**Material supplied**
+++
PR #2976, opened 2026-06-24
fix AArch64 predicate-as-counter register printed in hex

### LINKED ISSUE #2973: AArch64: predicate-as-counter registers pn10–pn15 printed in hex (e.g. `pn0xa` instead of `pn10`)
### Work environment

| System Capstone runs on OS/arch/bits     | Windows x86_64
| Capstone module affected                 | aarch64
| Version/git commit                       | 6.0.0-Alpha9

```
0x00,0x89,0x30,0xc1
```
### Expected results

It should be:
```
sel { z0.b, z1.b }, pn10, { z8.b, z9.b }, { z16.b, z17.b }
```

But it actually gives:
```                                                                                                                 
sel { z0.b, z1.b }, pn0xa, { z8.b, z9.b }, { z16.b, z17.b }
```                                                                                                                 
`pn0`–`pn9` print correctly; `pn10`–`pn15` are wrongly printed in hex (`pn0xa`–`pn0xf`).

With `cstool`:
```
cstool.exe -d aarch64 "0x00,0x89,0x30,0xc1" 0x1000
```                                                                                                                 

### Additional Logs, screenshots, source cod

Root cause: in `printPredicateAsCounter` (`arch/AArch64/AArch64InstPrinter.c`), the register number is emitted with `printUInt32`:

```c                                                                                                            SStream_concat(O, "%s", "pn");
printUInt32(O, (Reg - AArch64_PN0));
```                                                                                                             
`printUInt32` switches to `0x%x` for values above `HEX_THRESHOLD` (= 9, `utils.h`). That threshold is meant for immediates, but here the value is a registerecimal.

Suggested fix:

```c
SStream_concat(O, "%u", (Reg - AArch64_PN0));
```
+++
**Work required**
Extract all lines from the material above that include the word "printed".

**Worked solution**
fix AArch64 predicate-as-counter register printed in hex
### LINKED ISSUE #2973: AArch64: predicate-as-counter registers pn10–pn15 printed in hex (e.g. `pn0xa` instead of `pn10`)
`pn0`–`pn9` print correctly; `pn10`–`pn15` are wrongly printed in hex (`pn0xa`–`pn0xf`).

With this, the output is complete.